What does the rate of bankruptcies have to do with growth? I would expect MORE
bankruptcies in a place that has high growth.

------
rbarooah
What's seems more important to me is not the degree of inwquality, but whether
that inequality represents a poor distribution of resources, for example it
seems ok to me that people like Larry and Sergei, or Bill Gates, are mega-
rich, because they got that way by providing world-changing value to society.

If the bulk of the inequality is spoken for by people like these, then I don't
see a problem.

If on the other hand most of the inequality comes from financial manipulation
that isn't also productive to society, then we have a serious problem as the
incentives are skewed towards gaming the system rather than trying to produce
value.

According the the Bureau of economic analysis, finance accounts for 24% of US
GDP from private industry and captures 39% of the profits.

What value is this providing?
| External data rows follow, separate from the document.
PR #1467, opened 2024-03-13
Feat: Add Leaky Relu Model

Arjun31415:
### Checklist

### Changes

Added Leaky Relu Activation Layer.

Learning how to create new derivatives or HFT
algorithms to compete against other people doing the same thing doesn't seem
to create shared prosperity in the way that curing a disease, creating Google,
or making electric cars does.

------
known
(Dummy) Democracy and (Crony) Capitalism within the context of Global Economy
is not suitable and scalable. Hope somebody finds a comprehensive solution.

------
swombat
Not a terrible article as far as this political junk goes, but really has no
place on HN. This is reddit/r/politics fodder.